**Problem details**: Take each line from the entries that holds "colour" and copy it out.

==== Task data

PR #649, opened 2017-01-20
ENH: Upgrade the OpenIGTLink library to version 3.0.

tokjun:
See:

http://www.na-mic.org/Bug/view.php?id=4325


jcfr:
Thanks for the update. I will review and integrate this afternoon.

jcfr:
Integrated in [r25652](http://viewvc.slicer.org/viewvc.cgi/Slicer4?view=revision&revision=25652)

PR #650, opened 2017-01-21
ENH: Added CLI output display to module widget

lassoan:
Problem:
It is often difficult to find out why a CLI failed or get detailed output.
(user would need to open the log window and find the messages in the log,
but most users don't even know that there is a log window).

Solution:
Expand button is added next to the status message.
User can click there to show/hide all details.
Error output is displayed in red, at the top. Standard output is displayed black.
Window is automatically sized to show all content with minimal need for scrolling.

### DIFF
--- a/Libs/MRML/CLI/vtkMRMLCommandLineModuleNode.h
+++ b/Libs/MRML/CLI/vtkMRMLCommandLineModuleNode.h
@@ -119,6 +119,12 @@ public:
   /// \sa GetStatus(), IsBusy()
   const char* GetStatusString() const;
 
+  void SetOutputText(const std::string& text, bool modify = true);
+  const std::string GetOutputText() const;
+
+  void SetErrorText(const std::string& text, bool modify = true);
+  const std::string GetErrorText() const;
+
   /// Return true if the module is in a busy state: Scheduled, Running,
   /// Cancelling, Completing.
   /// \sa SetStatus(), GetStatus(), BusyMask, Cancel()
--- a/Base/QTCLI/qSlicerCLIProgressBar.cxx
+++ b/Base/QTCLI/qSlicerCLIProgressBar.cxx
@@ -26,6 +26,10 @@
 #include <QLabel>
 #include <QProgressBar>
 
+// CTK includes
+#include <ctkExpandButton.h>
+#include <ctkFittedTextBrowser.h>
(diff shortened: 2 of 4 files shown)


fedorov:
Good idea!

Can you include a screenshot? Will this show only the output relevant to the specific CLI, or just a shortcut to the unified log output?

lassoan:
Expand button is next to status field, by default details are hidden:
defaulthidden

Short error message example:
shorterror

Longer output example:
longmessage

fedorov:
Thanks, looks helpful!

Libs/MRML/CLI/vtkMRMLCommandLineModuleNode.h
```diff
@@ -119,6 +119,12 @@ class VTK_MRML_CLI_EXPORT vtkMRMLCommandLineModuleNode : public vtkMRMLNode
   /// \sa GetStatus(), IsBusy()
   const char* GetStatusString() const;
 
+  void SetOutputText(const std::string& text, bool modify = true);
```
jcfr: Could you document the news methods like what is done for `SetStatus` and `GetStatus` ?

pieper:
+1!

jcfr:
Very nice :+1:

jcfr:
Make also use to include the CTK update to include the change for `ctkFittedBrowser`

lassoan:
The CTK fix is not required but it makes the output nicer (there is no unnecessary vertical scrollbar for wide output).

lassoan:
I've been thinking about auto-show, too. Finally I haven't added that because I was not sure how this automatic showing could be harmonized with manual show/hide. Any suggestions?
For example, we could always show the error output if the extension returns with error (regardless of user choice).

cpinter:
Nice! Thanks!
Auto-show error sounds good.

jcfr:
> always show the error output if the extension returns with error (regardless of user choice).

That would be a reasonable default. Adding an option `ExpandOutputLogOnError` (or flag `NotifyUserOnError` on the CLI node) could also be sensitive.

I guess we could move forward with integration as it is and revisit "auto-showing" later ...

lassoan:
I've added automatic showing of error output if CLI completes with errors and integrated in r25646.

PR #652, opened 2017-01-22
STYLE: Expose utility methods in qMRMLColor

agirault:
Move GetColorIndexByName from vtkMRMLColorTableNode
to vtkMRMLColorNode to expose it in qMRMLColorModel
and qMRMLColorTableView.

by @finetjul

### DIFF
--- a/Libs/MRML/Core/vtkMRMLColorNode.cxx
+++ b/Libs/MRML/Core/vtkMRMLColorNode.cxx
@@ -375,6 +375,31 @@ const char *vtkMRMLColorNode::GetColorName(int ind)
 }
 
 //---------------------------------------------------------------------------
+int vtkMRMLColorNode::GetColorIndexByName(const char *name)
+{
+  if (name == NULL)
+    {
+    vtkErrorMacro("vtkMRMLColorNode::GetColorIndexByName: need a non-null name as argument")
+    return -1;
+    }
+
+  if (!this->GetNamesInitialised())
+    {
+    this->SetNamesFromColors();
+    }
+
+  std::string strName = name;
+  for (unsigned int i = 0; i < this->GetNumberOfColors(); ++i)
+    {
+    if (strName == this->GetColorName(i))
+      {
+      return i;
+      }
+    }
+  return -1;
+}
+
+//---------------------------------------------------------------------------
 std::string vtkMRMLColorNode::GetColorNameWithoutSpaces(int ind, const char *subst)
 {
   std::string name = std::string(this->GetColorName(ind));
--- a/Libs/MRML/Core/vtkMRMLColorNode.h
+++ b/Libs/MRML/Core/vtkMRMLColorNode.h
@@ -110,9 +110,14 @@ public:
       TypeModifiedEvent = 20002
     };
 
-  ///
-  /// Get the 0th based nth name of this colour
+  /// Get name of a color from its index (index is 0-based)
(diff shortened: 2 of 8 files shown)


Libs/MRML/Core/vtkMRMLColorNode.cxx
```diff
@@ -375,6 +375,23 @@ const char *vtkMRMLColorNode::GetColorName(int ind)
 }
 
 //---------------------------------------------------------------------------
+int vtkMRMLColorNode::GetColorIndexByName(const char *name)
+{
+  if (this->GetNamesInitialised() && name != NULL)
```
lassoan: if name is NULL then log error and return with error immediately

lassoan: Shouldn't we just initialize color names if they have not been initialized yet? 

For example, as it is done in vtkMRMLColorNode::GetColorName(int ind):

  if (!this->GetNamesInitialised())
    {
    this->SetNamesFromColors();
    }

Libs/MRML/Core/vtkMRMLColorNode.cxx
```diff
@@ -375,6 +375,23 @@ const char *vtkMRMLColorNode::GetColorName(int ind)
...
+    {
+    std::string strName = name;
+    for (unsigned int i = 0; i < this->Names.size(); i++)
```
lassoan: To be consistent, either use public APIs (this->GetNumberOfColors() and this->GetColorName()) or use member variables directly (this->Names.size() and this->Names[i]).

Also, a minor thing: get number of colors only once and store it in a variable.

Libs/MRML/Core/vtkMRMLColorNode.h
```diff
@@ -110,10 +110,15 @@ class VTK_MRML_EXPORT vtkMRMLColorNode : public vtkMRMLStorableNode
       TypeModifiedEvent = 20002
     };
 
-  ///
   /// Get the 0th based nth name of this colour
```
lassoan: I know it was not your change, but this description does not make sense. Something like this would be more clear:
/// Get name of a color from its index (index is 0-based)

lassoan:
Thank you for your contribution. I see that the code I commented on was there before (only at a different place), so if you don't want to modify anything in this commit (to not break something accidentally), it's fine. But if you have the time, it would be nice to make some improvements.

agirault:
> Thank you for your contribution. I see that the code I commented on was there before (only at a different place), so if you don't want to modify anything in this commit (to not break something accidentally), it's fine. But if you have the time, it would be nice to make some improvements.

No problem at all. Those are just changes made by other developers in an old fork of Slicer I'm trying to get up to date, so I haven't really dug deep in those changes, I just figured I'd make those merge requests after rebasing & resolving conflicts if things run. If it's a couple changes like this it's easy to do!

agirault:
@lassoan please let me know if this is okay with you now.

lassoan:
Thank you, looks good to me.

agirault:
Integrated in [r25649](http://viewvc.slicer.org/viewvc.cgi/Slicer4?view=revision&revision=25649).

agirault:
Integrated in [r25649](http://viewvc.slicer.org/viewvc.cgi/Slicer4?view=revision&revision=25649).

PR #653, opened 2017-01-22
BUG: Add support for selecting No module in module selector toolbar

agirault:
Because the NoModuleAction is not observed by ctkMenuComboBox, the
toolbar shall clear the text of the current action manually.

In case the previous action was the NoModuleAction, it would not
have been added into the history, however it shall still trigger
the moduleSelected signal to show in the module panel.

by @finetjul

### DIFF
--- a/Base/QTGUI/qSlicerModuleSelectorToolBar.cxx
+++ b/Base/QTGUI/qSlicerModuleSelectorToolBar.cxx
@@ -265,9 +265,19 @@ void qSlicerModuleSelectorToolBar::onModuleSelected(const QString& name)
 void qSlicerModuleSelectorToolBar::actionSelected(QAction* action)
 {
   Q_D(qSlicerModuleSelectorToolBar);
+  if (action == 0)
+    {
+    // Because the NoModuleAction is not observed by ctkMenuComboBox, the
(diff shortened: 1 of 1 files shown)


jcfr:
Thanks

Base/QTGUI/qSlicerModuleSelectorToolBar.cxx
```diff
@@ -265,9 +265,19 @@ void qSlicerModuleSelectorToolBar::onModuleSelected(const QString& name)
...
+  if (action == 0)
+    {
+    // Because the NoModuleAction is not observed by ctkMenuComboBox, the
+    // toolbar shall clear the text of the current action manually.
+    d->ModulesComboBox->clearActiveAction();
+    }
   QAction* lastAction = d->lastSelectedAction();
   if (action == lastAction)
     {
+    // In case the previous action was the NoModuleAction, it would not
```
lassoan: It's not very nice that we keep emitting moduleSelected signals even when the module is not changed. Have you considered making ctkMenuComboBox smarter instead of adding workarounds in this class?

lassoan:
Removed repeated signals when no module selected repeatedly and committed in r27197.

========
==== Task data

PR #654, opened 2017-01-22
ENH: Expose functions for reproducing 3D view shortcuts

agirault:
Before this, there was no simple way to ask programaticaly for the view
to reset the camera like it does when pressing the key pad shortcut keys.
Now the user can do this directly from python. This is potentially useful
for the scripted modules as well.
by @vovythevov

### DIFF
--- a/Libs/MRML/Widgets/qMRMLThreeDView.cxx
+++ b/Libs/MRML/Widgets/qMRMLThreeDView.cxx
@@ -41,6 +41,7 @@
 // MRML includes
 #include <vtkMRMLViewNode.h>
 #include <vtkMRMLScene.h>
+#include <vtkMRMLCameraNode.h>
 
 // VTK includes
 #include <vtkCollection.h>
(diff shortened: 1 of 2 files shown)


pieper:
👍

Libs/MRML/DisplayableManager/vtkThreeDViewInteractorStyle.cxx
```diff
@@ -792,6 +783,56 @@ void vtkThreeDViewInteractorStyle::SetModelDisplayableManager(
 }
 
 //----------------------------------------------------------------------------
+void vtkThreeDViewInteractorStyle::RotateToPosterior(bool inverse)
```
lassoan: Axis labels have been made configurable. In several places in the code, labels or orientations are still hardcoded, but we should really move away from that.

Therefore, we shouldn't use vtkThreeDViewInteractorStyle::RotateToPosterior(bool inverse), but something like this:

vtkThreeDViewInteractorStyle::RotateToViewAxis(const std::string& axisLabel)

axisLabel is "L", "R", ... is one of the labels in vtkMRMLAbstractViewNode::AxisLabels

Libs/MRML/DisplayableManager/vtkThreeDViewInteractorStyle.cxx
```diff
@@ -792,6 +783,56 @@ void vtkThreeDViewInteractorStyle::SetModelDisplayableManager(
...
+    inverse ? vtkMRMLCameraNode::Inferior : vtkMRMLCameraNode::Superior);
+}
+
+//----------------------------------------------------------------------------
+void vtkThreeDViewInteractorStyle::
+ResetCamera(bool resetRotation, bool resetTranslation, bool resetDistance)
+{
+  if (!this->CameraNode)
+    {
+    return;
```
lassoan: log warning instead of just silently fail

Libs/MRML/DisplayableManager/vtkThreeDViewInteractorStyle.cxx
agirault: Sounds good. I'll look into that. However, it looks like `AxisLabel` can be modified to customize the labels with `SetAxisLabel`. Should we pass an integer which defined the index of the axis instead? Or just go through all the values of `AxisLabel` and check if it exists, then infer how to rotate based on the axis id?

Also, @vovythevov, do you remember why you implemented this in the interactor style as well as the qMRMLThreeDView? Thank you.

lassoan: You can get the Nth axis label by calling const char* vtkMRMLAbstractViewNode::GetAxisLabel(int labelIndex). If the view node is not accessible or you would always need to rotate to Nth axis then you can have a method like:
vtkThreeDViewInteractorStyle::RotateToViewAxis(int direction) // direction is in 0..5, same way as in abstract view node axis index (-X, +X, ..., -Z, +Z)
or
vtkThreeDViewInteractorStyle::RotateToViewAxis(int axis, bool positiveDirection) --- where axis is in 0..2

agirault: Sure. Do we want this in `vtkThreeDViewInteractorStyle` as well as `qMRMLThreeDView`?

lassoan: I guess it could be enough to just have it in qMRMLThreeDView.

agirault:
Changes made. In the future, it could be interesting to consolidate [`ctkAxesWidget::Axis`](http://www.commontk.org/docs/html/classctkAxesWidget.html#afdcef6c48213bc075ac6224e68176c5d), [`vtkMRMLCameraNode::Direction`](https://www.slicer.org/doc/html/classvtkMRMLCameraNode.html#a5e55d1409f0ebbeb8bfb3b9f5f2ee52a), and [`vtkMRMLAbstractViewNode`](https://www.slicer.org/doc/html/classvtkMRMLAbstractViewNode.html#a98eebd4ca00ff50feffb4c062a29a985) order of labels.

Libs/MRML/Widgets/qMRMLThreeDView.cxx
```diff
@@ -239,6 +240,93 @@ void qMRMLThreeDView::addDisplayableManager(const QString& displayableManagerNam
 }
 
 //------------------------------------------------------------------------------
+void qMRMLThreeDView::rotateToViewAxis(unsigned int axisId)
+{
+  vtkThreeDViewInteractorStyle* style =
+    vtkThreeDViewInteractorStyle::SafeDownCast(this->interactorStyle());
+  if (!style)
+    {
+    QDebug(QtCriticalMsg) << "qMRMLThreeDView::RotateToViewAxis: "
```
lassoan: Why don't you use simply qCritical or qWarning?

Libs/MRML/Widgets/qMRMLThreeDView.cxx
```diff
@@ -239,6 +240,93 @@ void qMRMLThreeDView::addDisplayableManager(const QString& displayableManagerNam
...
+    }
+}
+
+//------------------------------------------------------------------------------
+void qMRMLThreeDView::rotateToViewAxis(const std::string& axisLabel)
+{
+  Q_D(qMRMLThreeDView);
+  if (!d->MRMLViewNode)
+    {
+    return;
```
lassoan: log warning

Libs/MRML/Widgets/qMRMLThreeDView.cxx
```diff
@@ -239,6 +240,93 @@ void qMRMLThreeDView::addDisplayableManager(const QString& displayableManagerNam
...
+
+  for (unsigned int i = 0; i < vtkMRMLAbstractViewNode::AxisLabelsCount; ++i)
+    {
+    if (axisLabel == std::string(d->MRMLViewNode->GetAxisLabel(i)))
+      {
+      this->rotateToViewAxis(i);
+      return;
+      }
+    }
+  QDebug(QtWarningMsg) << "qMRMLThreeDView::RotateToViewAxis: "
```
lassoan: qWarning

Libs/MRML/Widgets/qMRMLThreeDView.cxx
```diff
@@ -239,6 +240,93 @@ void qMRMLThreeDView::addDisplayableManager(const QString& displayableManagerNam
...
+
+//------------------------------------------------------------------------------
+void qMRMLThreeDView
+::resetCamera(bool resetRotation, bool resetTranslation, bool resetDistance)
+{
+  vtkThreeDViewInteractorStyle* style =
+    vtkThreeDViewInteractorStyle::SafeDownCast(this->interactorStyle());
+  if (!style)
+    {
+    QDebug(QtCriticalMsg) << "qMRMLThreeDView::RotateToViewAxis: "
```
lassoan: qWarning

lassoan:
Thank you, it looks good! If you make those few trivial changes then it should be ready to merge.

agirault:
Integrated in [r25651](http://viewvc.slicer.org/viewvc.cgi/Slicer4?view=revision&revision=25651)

========

**Written answer**:
-  /// Get the 0th based nth name of this colour
   /// Get the 0th based nth name of this colour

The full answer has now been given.